Passkeys are resistant to phishing, but what happens when a user loses their device? Microsoft Entra provides account recovery options, but you need to configure them before deployment. Document the recovery process and train helpdesk staff.

5. Communicate the Change to Users

Users may be confused by "passkeys" if they have never encountered the term. Explain that passkeys replace passwords with biometric or PIN authentication, making them faster and more secure. Emphasize that they will not need to remember or type passwords.

6. Monitor Adoption and Block Legacy Methods

Use Microsoft Entra sign-in logs to track passkey usage. Once adoption reaches a critical threshold, consider disabling legacy authentication methods like SMS MFA and password-only sign-in for users who have registered passkeys.

Benefits: Why This Matters for SMBs and Enterprise

The business case for passkeys is straightforward:

Security: Passkeys are phishing-resistant by design. They cannot be stolen in credential harvesting attacks, intercepted via man-in-the-middle proxies, or reused on fake login pages.
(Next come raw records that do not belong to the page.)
PR #1959, opened 2020-12-05
Notification: Fix SMTP error handling to avoid useless sending tries

jerome-benoit:
+ update emailjs
+ convert to try catch construct with sendAsync() from emailjs
+ type email notification task

Update: 

+ Fix and simplify SMTP server switch;
+ Fix logging of missing SMTP backup configuration section
+ Rename also notifications sourceDescr field to match the new name

Update 2: 
+ Remove SMTP server in use attribute used to optimise the branch prediction


LucasBrazi06:
@jerome-benoit 
Why adding disable flag for backup smtp server instead of not providing the conf. In both case we need to update conf so disabling is just removing the backup conf.
Furthermore, if there is no backup conf, we should notify the Admins when the primary fails and if there is one, we notify  when the backup fails.
Let me know.

jerome-benoit:
> @jerome-benoit
> Why adding disable flag for backup smtp server instead of not providing the conf. In both case we need to update conf so disabling is just removing the backup conf.

In fact, we do not need to have a backup SMTP relay. The client we use already handle email sending failure correctly and properly queue for resend email according to the error returned.  

The code that will trigger the SMTP backup usage is not doing the error type filtering and retry when it should not: - email does not exist anymore on the domain; 
			   - relay under short maintenance; 
			   - ... 

The client can put the message in the queue and we can also send it via the SMTP backup and if the backup sending have a failure, we also put the message in the SMTP backup queue. And the same message can then be sent several times. 	 

Instead of removing the SMTP backup code, I've just make it conditional to begin with and disabled it by default. 
If we want to re-add the SMTP backup feature, we first have to make sure that the email have not been queued by the emailjs client.  

> Furthermore, if there is no backup conf, we should notify the Admins when the primary fails and if there is one, we notify when the backup fails.

LucasBrazi06:
Ok.
We put the backup in place at the beginning because the email service in 1&1 could be blocked due to spam detections.
When you wrote the email client is handling the smtp server error you mean the oss we are using right?
Have you checked in the logs that the retry is really occurring?
If this is the case, indeed we can disable the backup.
And what about the notification to the admin, useless too?

jerome-benoit:
> Ok.
> We put the backup in place at the beginning because the email service in 1&1 could be blocked due to spam detections.

The SAP SMTP relay is reliable. Because of the current conditional use if the backup SMTP server, emails try to go through it even if they really do not have to. 

> When you wrote the email client is handling the smtp server error you mean the oss we are using right?

All emails on a emailjs SMTPClient instance are stacked and they are removed from it if and only if sent successfully.  

> Have you checked in the logs that the retry is really occurring?

Yes, for all no more existing addresses for example, the backup is used for nothing and the mail is stacked in case of relevant errors. And if the backup allow back mails to be sent, its stack is flushed and people get 'spammed'. 
That pattern have occurred for other SMTP error types and that's why some vendor engineers have been 'spammed' on testcharger QA tenant. 

> If this is the case, indeed we can disable the backup.
> And what about the notification to the admin, useless too?

No, I'm working on it to make it generic and cover all SMTP error types. That's why the PR is now a draft.

LucasBrazi06:
> I'm working on it to make it generic and cover all SMTP error types. That's why the PR is now a draft.

Ok thanks.
So draft = I should not merge?

jerome-benoit:
> > I'm working on it to make it generic and cover all SMTP error types. That's why the PR is now a draft.
> 
> Ok thanks.
> So draft = I should not merge?

I think you can't even merge a draft PR, GitHub should not allow it.

jerome-benoit:
After some more testing, the message queueing does not seem to work as described. 
So using a backup SMTP will still be required but only when necessary, filtering on the SMTP error type will be added.

src/client/websocket/WSClient.ts
```diff
@@ -9,16 +9,16 @@ import axiosRetry from 'axios-retry';
 const MODULE_NAME = 'WSClient';
```
LucasBrazi06, line 9: What does it have to do with SMTP backup!?
Mixed PR not allowed.

src/migration/tasks/RenameUserPropertiesTask.ts
```diff
@@ -0,0 +1,44 @@
...
+import MigrationTask from '../MigrationTask';
+import { ServerAction } from '../../types/Server';
+import Tenant from '../../types/Tenant';
+import TenantStorage from '../../storage/mongodb/TenantStorage';
+import User from '../../types/User';
+import global from '../../types/GlobalType';
+
+const MODULE_NAME = 'RenameUserPropertiesTask';
+
+export default class RenameUserPropertiesTask extends MigrationTask {
```
LucasBrazi06, line 12: Was not necessary to rename this prop.
Last time you did the same with lastSeen has brought more issues than it solved.
Test it carefully!

src/notification/NotificationTask.ts
```diff
@@ -16,7 +16,7 @@ export default interface NotificationTask {
   sendChargingStationRegistered(data: ChargingStationRegisteredNotification, user: User, tenant: Tenant, severity: NotificationSeverity): Promise<void>;
   sendUnknownUserBadged(data: UnknownUserBadgedNotification, user: User, tenant: Tenant, severity: NotificationSeverity): Promise<void>;
   sendSessionStarted(data: TransactionStartedNotification, user: User, tenant: Tenant, severity: NotificationSeverity): Promise<void>;
-  sendSmtpAuthError(data: SmtpAuthErrorNotification, user: User, tenant: Tenant, severity: NotificationSeverity): Promise<void>;
+  sendSmtpError(data: SmtpErrorNotification, user: User, tenant: Tenant, severity: NotificationSeverity): Promise<void>;
```
LucasBrazi06, line 19: Also require front-end changes.

test/api/client/utils/BaseApi.ts
```diff
@@ -26,16 +26,6 @@ export default class BaseApi {
...
-      // Debug
-      // console.log('HTTP Request ====================================');
-      // console.log(httpRequest.baseURL);
-      // console.log(httpRequest.url);
-      // console.log(httpRequest.method);
-      // console.log(httpRequest.data);
-      // console.log(httpResponse.status);
-      // console.log(httpResponse.statusText);
-      // console.log(httpResponse.data);
-      // console.log('====================================');
```
LucasBrazi06, line 38: I put that in comment for debugging, don't remove them

test/api/ocpp/json/OCPPJsonService16.ts
```diff
@@ -145,10 +145,6 @@ export default class OCPPJsonService16 extends OCPPService {
   }
 
   private async send(chargeBoxIdentity: string, message: any): Promise<any> {
-    // Debug
-    // console.log('OCPP Request ====================================');
-    // console.log({ chargeBoxIdentity, message });
-    // console.log('====================================');
```
LucasBrazi06, line 151: Same comment, don't remove.

LucasBrazi06 (commented):
I hope you have tested this PR carefully.
Too many non neceessary changes like var renaming that could impact the prod.

test/api/client/utils/BaseApi.ts
jerome-benoit: Then add a tunable to conditionally enable debug code path.

test/api/ocpp/json/OCPPJsonService16.ts
jerome-benoit: Then add a tunable to conditionally enable debug code path.

src/migration/tasks/RenameUserPropertiesTask.ts
jerome-benoit: > Was not necessary to rename this prop.

Variables must have name that reflect their purpose. Its purpose have changed so the name.  

> Last time you did the same with lastSeen has brought more issues than it solved.
> Test it carefully!

I hope you also plan to apply that rule to your code changes ;)

test/api/ocpp/json/OCPPJsonService16.ts
LucasBrazi06: No

src/migration/tasks/RenameUserPropertiesTask.ts
LucasBrazi06: > > Was not necessary to rename this prop.
> 
> Variables must have name that reflect their purpose. Its purpose have changed so the name.

Except if the impact of this renaming is vast compared to the added value of the renaming which is the case here.

LucasBrazi06: > > Last time you did the same with lastSeen has brought more issues than it solved.
> > Test it carefully!
> 
> I hope you also plan to apply that rule to your code changes ;)

It's your code which is on the table here.
Test carefully.

jerome-benoit: > > > Was not necessary to rename this prop.
> > 
> > 
> > Variables must have name that reflect their purpose. Its purpose have changed so the name.
> 
> Except if the impact of this renaming is vast compared to the added value of the renaming which is the case here.

In order to produce maintainable and readable code for the years to come, that rule must be followed. 
I can't imagine how the glibc and Linux kernel code could would have been if that rule would not have been strictly followed. 
And that's where versioning come into: a change have been done that impact an API used externally.
POSIX version IOTCL, REST requires idempotent versioned endpoints (OCPI include 3 digits versioning in endpoints URI, etc.), etc. 
Changes have been made to the E-Mobility REST API that breaks the idempotence of some endpoints  because no changes to the REST API version where done. The REST API code should handle easily version bump on the REST API. That's not the case actually and that's easy to add: 
	+ add one digit to the version to differentiate between minor and major changes
    + add the version as an argument to method handling REST endpoints requests to format the output according to the version
    + a bit of code factoring to have endpoints common code for endpoints that have not change on a version bump

LucasBrazi06 (changes requested):

src/notification/email/EMailNotificationTask.ts
```diff
@@ -141,87 +135,142 @@ export default class EMailNotificationTask implements NotificationTask {
...
           ]
         });
+      // For Unit Tests only: Tenant is deleted and email is not known thus this Logging statement is always failing with an invalid Tenant
+      // eslint-disable-next-line no-empty
+      } catch (err) { }
+      let sendSmtpError = true;
+      if (error instanceof SMTPError) {
+        const err: SMTPError = error;
+        switch (err.smtp) {
+          case 510:
```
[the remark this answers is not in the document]
jerome-benoit: Unfortunately SMTP server does not always return number type as error code, as specified in the IETF RFC, it might be a string formatted '5.1.1', it might be '511', etc. I can't know right know which format will be returned because we do not log the SMTP error deserialised. 
So an enum might not fit: having one key with several possible values to match. That data structure definition can wait for real world usage.

src/notification/email/EMailNotificationTask.ts
```diff
@@ -141,87 +135,142 @@ export default class EMailNotificationTask implements NotificationTask {
...
+        source: Utils.objectHasProperty(data, 'chargeBoxID') && data.chargeBoxID,
+        action: ServerAction.EMAIL_NOTIFICATION,
+        module: MODULE_NAME, method: 'sendEmail',
+        message: 'No suitable SMTP backup server configuration found or activated to send email',
+        actionOnUser: user
+      });
+      return;
+    }
+    // Switch SMTP server if necessary
+    if (!useBackup && this.backupInUse) {
```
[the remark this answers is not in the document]
jerome-benoit: The initialisation is only done once in any case: the object already knows which SMTP is in use and only switch to the working one via instantiation if necessary. 	
Branching on boolean is less costly than having two instanced heavy SMTPClient object that will not be garbage collected and only once used at a time.

src/notification/email/EMailNotificationTask.ts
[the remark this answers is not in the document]
LucasBrazi06: Ok

src/notification/email/EMailNotificationTask.ts
```diff
@@ -1,48 +1,51 @@
...
-      this.serverBackup = new SMTPClient({
-        user: this.emailConfig.smtpBackup.user,
-        password: this.emailConfig.smtpBackup.password,
-        host: this.emailConfig.smtpBackup.host,
-        port: this.emailConfig.smtpBackup.port,
-        tls: this.emailConfig.smtpBackup.requireTLS,
-        ssl: this.emailConfig.smtpBackup.secure
+  private static instance: EMailNotificationTask;
+  private emailConfig: EmailConfiguration = Configuration.getEmailConfig();
+  private SMTPMainClientInstance: SMTPClient;
```
LucasBrazi06, line 25: Both variables in camel case

src/notification/email/EMailNotificationTask.ts
```diff
@@ -1,48 +1,51 @@
...
+      this.SMTPMainClientInstance = new SMTPClient({
+        user: this.emailConfig.smtp.user,
+        password: this.emailConfig.smtp.password,
+        host: this.emailConfig.smtp.host,
+        port: this.emailConfig.smtp.port,
+        tls: this.emailConfig.smtp.requireTLS,
+        ssl: this.emailConfig.smtp.secure
       });
     }
+    this.backupInUse = false;
```
LucasBrazi06, line 41: Create the SMTPBackupClientInstance here also.
Remove backupInUse member variable.

src/notification/email/EMailNotificationTask.ts
```diff
@@ -141,87 +144,126 @@ export default class EMailNotificationTask implements NotificationTask {
...
+        source: Utils.objectHasProperty(data, 'chargeBoxID') && data.chargeBoxID,
+        action: ServerAction.EMAIL_NOTIFICATION,
+        module: MODULE_NAME, method: 'sendEmail',
+        message: 'No suitable main SMTP server configuration found to send email',
+        actionOnUser: user
+      });
+      return;
+    }
+    // Toggle boolean attribute to switch SMTP server when necessary
+    if (!useBackup && this.backupInUse) {
```
LucasBrazi06, line 162: Remove 'if' statement by removing this.backupInUse and use the useBackup var to get the main or backup SMTP client (check next comment).

src/notification/email/EMailNotificationTask.ts
```diff
@@ -141,87 +144,126 @@ export default class EMailNotificationTask implements NotificationTask {
...
-        }
-      } else {
-        // Email sent successfully
-        Logging.logDebug({
-          tenantID: tenant.id,
-          source: (Utils.objectHasProperty(data, 'chargeBoxID') ? data.chargeBoxID : undefined),
+    });
+    try {
+      // Send the message
+      const messageSent: Message = await this.getSMTPClient().sendAsync(messageToSend);
```
LucasBrazi06, line 180: Simply use useBackup var to get the right SMTP client.
Something like this:
`return useBackup ? SMTPBackupClientInstance : SMTPMainClientInstance`
No need this.backupInUse member var

LucasBrazi06 (changes requested):
Check my comments.

src/notification/email/EMailNotificationTask.ts
jerome-benoit: That's debatable. The class in now a singleton so having the memory of SMTP instance in use make speculative branching works at all computer architecture level and the execution a lot faster. 
Let's keep that kind of optimisation for later to make the code more easily understandable.

src/notification/email/EMailNotificationTask.ts
jerome-benoit: The implementation in the PR only create the SMTP client instance for the backup server in case of an error on the main SMTP server. 
The code that do that small optimisation is easy to read and understand and I do not see why it should be replaced by a less optimised and readable code with syntactic sugar.

src/notification/email/EMailNotificationTask.ts
LucasBrazi06: I would like it now as it'll simplify the code.

jerome-benoit: I do not see what is missing since the previous review request. 
Could you please read the PR changelog and the latest commits patch?

LucasBrazi06: Remove this.backupInUse member variable and create 2 instances of the SMTP servers in the constructor.

jerome-benoit: > Remove this.backupInUse member variable 

Already done since the previous review request. 
Could you please read the PR changelog in description and the latest commits patch?

> and create 2 instances of the SMTP servers in the constructor.

Quote of my previous response on that matter: 

'The implementation in the PR only create the SMTP client instance for the backup server in case of an error on the main SMTP server.
The code that do that small optimisation is easy to read and understand and I do not see why it should be replaced by a less optimised and readable code with syntactic sugar.'

LucasBrazi06: Already checked and read your comments!
backupInUse member variable is still there in GitHub:
image

I simply asked you to remove this handling of the SMTP servers in the first place and you created a singleton instead!
It's neither debatable nor to you to decide.
Remove it for the nth times.

jerome-benoit:
> Already checked and read your comments!
> backupInUse member variable is still there in GitHub:
>  <https://user-images.githubusercontent.com/25266945/106907687-d3702300-66fe-11eb-965c-98445da8597f.png>
> 

You then have an issue with your browser cache or GitHub cache. Checkout and pull the branch to read the up to date code.

> I simply asked you to remove this handling of the SMTP servers in the first place and you created a singleton instead!
> It's neither debatable nor to you to decide.
> 
I’m not going to make code changes that have no sense and degrade memory usage just because.
Unless it’s possible to have a constructive horizontal engineering discussion regarding e-mobility design, I’ve asked to the management to minimise my direct contributions to the e-mobility development to the strict minimum.

--
Jérôme Benoit aka fraggle
OpenPGP Key ID : 27B535D3

LucasBrazi06:
> I’m not going to make code changes that have no sense and degrade memory usage just because. Unless it’s possible to have a constructive horizontal engineering discussion regarding e-mobility design, I’ve asked to the management to minimise my direct contributions to the e-mobility development to the strict minimum.

How much memory are we talking about? kB?
It's just an SMTP instance.
I don't see the memory optimisation here.

LucasBrazi06 (approved):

User Experience: Microsoft reports that users are 3 times more successful signing in with synced passkeys than with legacy authentication methods (95% vs 30%). The average sign-in time drops from 69 seconds to 3 seconds.
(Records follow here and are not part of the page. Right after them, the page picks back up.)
PR #1968, opened 2020-12-09
Add charging station vendor integration for Shelly wallboxes

ellavas:


src/integration/charging-station-vendor/sap/SAPChargingStationVendorIntegration.ts
```diff
@@ -0,0 +1,8 @@
+import ChargingStation from '../../../types/ChargingStation';
+import ChargingStationVendorIntegration from '../ChargingStationVendorIntegration';
+
+export default class SAPChargingStationVendorIntegration extends ChargingStationVendorIntegration {
```
LucasBrazi06, line 4: Why not Shelly instead of SAP.
SAP does not make chargers.

LucasBrazi06 (changes requested):

LucasBrazi06:
To be linked to an issue for tracking reasons

src/integration/charging-station-vendor/sap/SAPChargingStationVendorIntegration.ts
ellavas: Shelly does not make the charger. It just provides a socket with a relay. The firmware is developed by us and the wallbox is built here.
The vendor name is SAP, this is the reason why I used SAPChargingStationVendorIntegration for the class. 

I can rename it if you prefer.

It would be great to have a default vendor integration which follows the standard to avoid empty integration like this one.

LucasBrazi06: Ok I understand so I would prefer that you use SAP Labs France instead ;-)
Thanks.

ellavas: Done

src/types/ChargingStation.ts
```diff
@@ -278,4 +278,5 @@ export enum ChargerVendor {
   LEGRAND = 'Legrand',
   ATESS = 'ATESS',
   MENNEKES = 'MENNEKES',
+  SAPLABSFRANCE = 'SAP Labs France Caen',
```
LucasBrazi06, line 281: SAP Labs France here too ;-)

ellavas: I can't, it's used as a mapping between the charging station and the integration.
If I change the value in the firmware, boot notification will be rejected for existing charging stations.

image

LucasBrazi06: Despite I'm not happy with your choice, now that it is productive, you're right, it cannot be changed.
Just rename the constant in snake case SAP_LABS_FRANCE.
Thanks!

LucasBrazi06: Don't forget to move the issue back to the right pipeline in Zenhub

Cost Reduction: Eliminating password resets and MFA-related helpdesk tickets reduces operational costs. Passkeys also remove the need for SMS MFA licensing in many cases.

Compliance: For organizations subject to NIST, PCI-DSS, or other frameworks, phishing-resistant authentication is increasingly required or incentivized. Passkeys meet the highest authentication assurance levels.

Conclusion

Microsoft Entra passkeys for Windows sign-ins represent the most significant authentication upgrade available to Microsoft customers today. By extending FIDO2 passkey support from cloud applications to the Windows device sign-in experience, Microsoft has closed one of the most common attack vectors for credential compromise.

If you are still relying on passwords and traditional MFA, now is the time to plan your transition. The technology is mature, the user experience is better, and the security improvement is substantial. Your users will thank you for making sign-in faster. Your security team will thank you for making phishing attacks irrelevant.

Start with a pilot. Configure passkey policies in Entra ID. Monitor adoption. And when you are ready, turn off the phishable methods that have been the Achilles' heel of enterprise security for decades.